Collected data:
PR #484, opened 2016-05-09
Added implementation for -setValuesForKeysWithDictionary:

triplef:
Should match reference platform documentation:

> The default implementation invokes setValue:forKey: for each key-value pair, substituting nil for NSNull values in keyedValues.

### DIFF
--- a/Frameworks/Foundation/NSKeyValueCoding.mm
+++ b/Frameworks/Foundation/NSKeyValueCoding.mm
@@ -429,6 +429,19 @@ bool KVCSetViaIvar(NSObject* self, struct objc_ivar* ivar, id value) {
 }
 
 /**
+ @Status Interoperable
+*/
+- (void)setValuesForKeysWithDictionary:(NSDictionary*)keyedValues {
+    for (NSString *key in keyedValues) {
+        id value = [keyedValues objectForKey:key];
+        if (value == [NSNull null]) {
+            value = nil;
+        }
+        [self setValue:value forKey:key];
+    }
+}
+
+/**
  @Status Stub
  @Notes
 */
@@ -471,14 +484,6 @@ bool KVCSetViaIvar(NSObject* self, struct objc_ivar* ivar, id value) {
 - (NSMutableOrderedSet*)mutableOrderedSetValueForKeyPath:(NSString*)keyPath {
     UNIMPLEMENTED();
     return StubReturn();
-}
-
-/**
- @Status Stub
- @Notes
-*/
-- (void)setValuesForKeysWithDictionary:(NSDictionary*)keyedValues {
-    UNIMPLEMENTED();
 }
 
 /**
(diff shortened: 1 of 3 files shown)


DHowett-MSFT:
:shipit:

jofre-ms:
:+1:

davelamb:
:+1:

rajsesh-msft:
Could we add at least one unit test to verify this change please?

rajsesh-msft:
:clock1:

MSFTFox:
:shipit:

Frameworks/Foundation/NSKeyValueCoding.mm
```diff
@@ -429,6 +429,18 @@ - (void)setValue:(id)value forUndefinedKey:(NSString*)key {
 }
 
 /**
+ @Status Interoperable
+*/
+- (void)setValuesForKeysWithDictionary:(NSDictionary*)keyedValues {
+    for (NSString *key in keyedValues) {
+        id value = [keyedValues objectForKey:key];
+        if (value == [NSNull null])
+            value = nil;
```
msft-Jeyaram: nit: would prefer if this is wrapped in {}. Just to be safe for future changes.

triplef:
Thanks for your feedback, I’ve added the missing { } around `value = nil;`.

Where would be the best place to add a unit test for this?

rajsesh-msft:
tests\unittests\foundation\NSObject_NSKeyValueArrayAdaptersTests.mm would be a reasonable place. Thanks again for your contributions!

---
In reply to: [218444600](https://github.com/Microsoft/WinObjC/pull/484#issuecomment-218444600) [](ancestors = 218444600)

triplef:
Thanks Raj, I’ve added a basic unit test for this. Let me know if there’s a better way to test this.

Please note that while I verified the test manually, I wasn’t able to actually run the test suite: the runall.bat script [referenced in the wiki](https://github.com/Microsoft/WinObjC/wiki/How-to-Contribute#running-tests) seems to no longer exist, and the tests don’t seem to be integrated in Visual Studio as selecting "Run All Tests" here didn’t find any tests to run. It would be great if the documentation could be updated for how to run tests.

bbowman:
Please use .\tests\Run-UnitTests.ps1 to run tests now. Apologies for the out of date documentation.

triplef:
Here’s what I get when I try to run the unit tests like this:

```
PS C:\Dev\winobjc-src> .\tests\Run-UnitTests.ps1
---------------------------------------------------
SUMMARY Passed: 0 Failed: 0 Disabled: 0 Total: 0
```

I have previously done a release build of the "build" project. I’m probably missing something.

bbowman:
Sorry I don't have it in front of me to tell you the exact flag but I think you'll need to use -Configuration Release (defaults to debug builds).

rajsesh-msft:
Please add -config release to the command line. We will be sure to update the wiki today, thanks for pointing this out!

triplef:
Thanks guys, that works. The test is passing.

DHowett-MSFT:
Thanks!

## Required action
Only lines with the word "would" are wanted, so copy each one from the records.

## Answer space
msft-Jeyaram: nit: would prefer if this is wrapped in {}. Just to be safe for future changes.
Where would be the best place to add a unit test for this?
tests\unittests\foundation\NSObject_NSKeyValueArrayAdaptersTests.mm would be a reasonable place. Thanks again for your contributions!
Please note that while I verified the test manually, I wasn’t able to actually run the test suite: the runall.bat script [referenced in the wiki](https://github.com/Microsoft/WinObjC/wiki/How-to-Contribute#running-tests) seems to no longer exist, and the tests don’t seem to be integrated in Visual Studio as selecting "Run All Tests" here didn’t find any tests to run. It would be great if the documentation could be updated for how to run tests.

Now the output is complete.